En resumen, mi única diferencia con los autores radica en que no estoy seguro de que se pueda aplicar el Método Podemos sin mentir. Es más, no estoy seguro de que se pueda ganar en política sin mentir. Los Estados modernos, enormes y redistribuidores, imponen una dinámica de selección de damnificados, subrayando la visibilidad de los beneficios concretos y ocultando la generalización de los costes menos visibles, que dificulta el empleo políticamente provechoso de la verdad.

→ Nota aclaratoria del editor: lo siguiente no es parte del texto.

PR #569, opened 2019-03-28
Tooling enchancements

chaitanyaenr:
This commit:
- adds support to run and collect pbench data for conformance and scaleup
  using containerized tooling.
- mounts / into the pbench-agent and controller pods to be able to collect
  info about the pvc's, mainly the ones by prometheus.

### DIFF
--- a/dockerfiles/pbench/controller/run.sh
+++ b/dockerfiles/pbench/controller/run.sh
@@ -63,8 +63,19 @@ elif [[ $JOB == "http" ]]; then
 	git clone https://github.com/jmencak/http-ci-tests.git /root/http-ci-tests
 	cd /root/http-ci-tests
 	source /opt/pbench-agent/profile; . ./http-test.sh all
-elif [[ $JOB == "mongo" ]]; then
-	source /opt/pbench-agent/profile; 
+elif [[ $JOB == "scaleup" ]]; then
+        echo "Running ocp scaleup"
+        git clone https://github.com/redhat-performance/scale-ci-ansible.git /root/scale-ci-ansible
+        cd /root/scale-ci-ansible
+	cat <<-EOF >> scaleup.inv
+	[orchestration]
+	localhost ansible_connection=local
+	EOF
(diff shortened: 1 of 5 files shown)


chaitanyaenr:
@akrzos  @mffiedler PTAL.

dockerfiles/pbench/controller/run.sh
```diff
@@ -63,8 +63,19 @@ elif [[ $JOB == "http" ]]; then
 	git clone https://github.com/jmencak/http-ci-tests.git /root/http-ci-tests
 	cd /root/http-ci-tests
 	source /opt/pbench-agent/profile; . ./http-test.sh all
-elif [[ $JOB == "mongo" ]]; then
-	source /opt/pbench-agent/profile; 
+elif [[ $JOB == "scaleup" ]]; then
+        echo "Running ocp scaleup"
+        git clone https://github.com/chaitanyaenr/scale-ci-ansible.git /root/scale-ci-ansible
```
akrzos: In practice we should be tying this to the redhat-performance namespace rather than individual user namespace.  Is there a specific requirement at this time to clone from local fork rather that the original repo?  To extend this, I would like to get away from the practice of git cloning in code as it leads to non-deterministic/greater difficulty in reproducing any tests.  I understand from a realistic sense right now we can not necessarily get away from that practice as it is tech debt at this point.

chaitanyaenr: scale-ci-ansible has all the stuff we need for scaleiup, I didn't notice that it was using my namespace. Updated the PR. Thanks.

chaitanyaenr: Agree that we need to avoid using the forks wherever possible.

akrzos: Got it, Yup at least for now we can avoid forks, and work on reducing (if possible the git cloning inside of tests in the future.)

chaitanyaenr:
Thanks for the review @akrzos.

Termino con dos melancólicas evocaciones latinoamericanas. La primera tuvo lugar hace un cuarto de siglo en la Universidad Menéndez y Pelayo de Santander, adonde Pedro Schwartz nos convocó a amigos y discípulos a discutir sobre la obra de Karl Popper con el propio filósofo (de ahí salió el libro Encuentro con Karl Popper, Alianza Editorial, 1993). En un momento dado, Mario Vargas Llosa, que un tiempo antes había disputado la presidencia del Perú frente a Alberto Fujimori, le planteó a Popper el siguiente dilema: ¿habría sido lícito mentir para derrotar a Fujimori, mentir por una buena causa, porque el candidato victorioso había probado ser un desastre como presidente del país? Popper, que según me dijo había dejado de ser comunista cuando descubrió cuánto mentían los comunistas, lo negó de plano: en ningún caso se puede mentir para ganar las elecciones. Quedó en la sala la incómoda sensación de que, entonces, con la verdad, es muy difícil ganarlas.

La otra evocación es incluso anterior. Es un antiguo dibujo de Quino que muestra en una serie de viñetas a un político veterano que pronuncia un discurso ante un pequeño grupo de ancianos en una sala semivacía. Y dice algo parecido a esto: nuestro partido nunca mintió, nunca engañó, jamás prometimos nada que no pudiéramos cumplir, respetamos la libertad y los derechos de todos, nunca nos aliamos con quienes no compartían nuestros principios, jamás corrompimos ni nos corrompimos, etc. En la última viñeta, el viejo político se derrumba llorando sobre el atril con esta conclusión: ¡Y no hemos gobernado nunca!


[1] Juan Ramón Rallo, Contra la renta básica, Deusto, 2015, 480 páginas.

[2] David Álvaro García y Enrique A. Fonseca Porras, El método Podemos, Editorial Última Línea, 2015, 199 páginas.